═════ MATERIAL FOR THIS EXERCISE

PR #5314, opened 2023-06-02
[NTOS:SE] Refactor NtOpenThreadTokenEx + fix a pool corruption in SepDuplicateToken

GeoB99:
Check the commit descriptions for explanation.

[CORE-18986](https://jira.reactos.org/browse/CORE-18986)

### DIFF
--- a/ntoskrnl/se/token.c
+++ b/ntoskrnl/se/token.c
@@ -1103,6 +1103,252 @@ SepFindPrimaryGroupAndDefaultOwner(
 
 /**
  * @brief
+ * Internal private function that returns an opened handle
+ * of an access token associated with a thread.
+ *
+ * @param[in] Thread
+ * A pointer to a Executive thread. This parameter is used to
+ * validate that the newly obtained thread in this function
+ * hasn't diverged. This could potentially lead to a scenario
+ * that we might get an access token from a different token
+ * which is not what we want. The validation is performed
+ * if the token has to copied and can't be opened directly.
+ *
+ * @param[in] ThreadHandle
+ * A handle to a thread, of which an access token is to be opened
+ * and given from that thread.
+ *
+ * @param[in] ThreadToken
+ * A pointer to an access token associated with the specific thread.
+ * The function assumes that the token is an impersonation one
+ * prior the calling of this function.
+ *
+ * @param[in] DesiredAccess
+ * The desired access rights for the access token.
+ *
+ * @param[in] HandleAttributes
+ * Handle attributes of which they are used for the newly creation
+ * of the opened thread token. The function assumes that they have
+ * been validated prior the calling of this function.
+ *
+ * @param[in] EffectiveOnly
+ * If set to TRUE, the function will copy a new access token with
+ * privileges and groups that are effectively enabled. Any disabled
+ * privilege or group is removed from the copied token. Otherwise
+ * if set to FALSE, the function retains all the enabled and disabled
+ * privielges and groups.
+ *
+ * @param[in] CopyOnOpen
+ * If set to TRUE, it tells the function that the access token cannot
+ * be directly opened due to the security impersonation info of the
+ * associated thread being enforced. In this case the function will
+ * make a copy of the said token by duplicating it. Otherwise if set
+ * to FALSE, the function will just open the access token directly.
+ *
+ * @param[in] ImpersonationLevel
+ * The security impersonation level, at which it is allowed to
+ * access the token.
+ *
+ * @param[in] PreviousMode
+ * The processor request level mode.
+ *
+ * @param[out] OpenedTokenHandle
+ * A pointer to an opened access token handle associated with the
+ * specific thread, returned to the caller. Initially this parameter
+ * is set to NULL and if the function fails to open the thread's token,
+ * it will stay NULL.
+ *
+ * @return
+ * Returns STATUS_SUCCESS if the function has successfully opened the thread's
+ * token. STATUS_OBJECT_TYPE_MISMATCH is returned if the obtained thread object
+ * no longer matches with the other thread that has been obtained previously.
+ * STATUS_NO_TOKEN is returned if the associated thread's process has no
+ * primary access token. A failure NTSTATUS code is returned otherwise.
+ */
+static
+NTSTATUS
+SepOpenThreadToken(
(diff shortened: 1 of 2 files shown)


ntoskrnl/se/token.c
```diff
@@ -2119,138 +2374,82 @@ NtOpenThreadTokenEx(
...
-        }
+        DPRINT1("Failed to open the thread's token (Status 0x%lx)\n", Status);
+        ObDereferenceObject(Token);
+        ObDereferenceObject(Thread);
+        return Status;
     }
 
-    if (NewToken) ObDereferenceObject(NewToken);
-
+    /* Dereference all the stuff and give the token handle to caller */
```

══════════

▶ **EXERCISE REQUIREMENTS**
All of the entries, from the first line to the last, should be duplicated exactly.

▶ **COMPLETED TASK**
PR #5314, opened 2023-06-02
[NTOS:SE] Refactor NtOpenThreadTokenEx + fix a pool corruption in SepDuplicateToken

GeoB99:
Check the commit descriptions for explanation.

[CORE-18986](https://jira.reactos.org/browse/CORE-18986)

### DIFF
--- a/ntoskrnl/se/token.c
+++ b/ntoskrnl/se/token.c
@@ -1103,6 +1103,252 @@ SepFindPrimaryGroupAndDefaultOwner(
 
 /**
  * @brief
+ * Internal private function that returns an opened handle
+ * of an access token associated with a thread.
+ *
+ * @param[in] Thread
+ * A pointer to a Executive thread. This parameter is used to
+ * validate that the newly obtained thread in this function
+ * hasn't diverged. This could potentially lead to a scenario
+ * that we might get an access token from a different token
+ * which is not what we want. The validation is performed
+ * if the token has to copied and can't be opened directly.
+ *
+ * @param[in] ThreadHandle
+ * A handle to a thread, of which an access token is to be opened
+ * and given from that thread.
+ *
+ * @param[in] ThreadToken
+ * A pointer to an access token associated with the specific thread.
+ * The function assumes that the token is an impersonation one
+ * prior the calling of this function.
+ *
+ * @param[in] DesiredAccess
+ * The desired access rights for the access token.
+ *
+ * @param[in] HandleAttributes
+ * Handle attributes of which they are used for the newly creation
+ * of the opened thread token. The function assumes that they have
+ * been validated prior the calling of this function.
+ *
+ * @param[in] EffectiveOnly
+ * If set to TRUE, the function will copy a new access token with
+ * privileges and groups that are effectively enabled. Any disabled
+ * privilege or group is removed from the copied token. Otherwise
+ * if set to FALSE, the function retains all the enabled and disabled
+ * privielges and groups.
+ *
+ * @param[in] CopyOnOpen
+ * If set to TRUE, it tells the function that the access token cannot
+ * be directly opened due to the security impersonation info of the
+ * associated thread being enforced. In this case the function will
+ * make a copy of the said token by duplicating it. Otherwise if set
+ * to FALSE, the function will just open the access token directly.
+ *
+ * @param[in] ImpersonationLevel
+ * The security impersonation level, at which it is allowed to
+ * access the token.
+ *
+ * @param[in] PreviousMode
+ * The processor request level mode.
+ *
+ * @param[out] OpenedTokenHandle
+ * A pointer to an opened access token handle associated with the
+ * specific thread, returned to the caller. Initially this parameter
+ * is set to NULL and if the function fails to open the thread's token,
+ * it will stay NULL.
+ *
+ * @return
+ * Returns STATUS_SUCCESS if the function has successfully opened the thread's
+ * token. STATUS_OBJECT_TYPE_MISMATCH is returned if the obtained thread object
+ * no longer matches with the other thread that has been obtained previously.
+ * STATUS_NO_TOKEN is returned if the associated thread's process has no
+ * primary access token. A failure NTSTATUS code is returned otherwise.
+ */
+static
+NTSTATUS
+SepOpenThreadToken(
(diff shortened: 1 of 2 files shown)


ntoskrnl/se/token.c
```diff
@@ -2119,138 +2374,82 @@ NtOpenThreadTokenEx(
...
-        }
+        DPRINT1("Failed to open the thread's token (Status 0x%lx)\n", Status);
+        ObDereferenceObject(Token);
+        ObDereferenceObject(Thread);
+        return Status;
     }
 
-    if (NewToken) ObDereferenceObject(NewToken);
-
+    /* Dereference all the stuff and give the token handle to caller */
```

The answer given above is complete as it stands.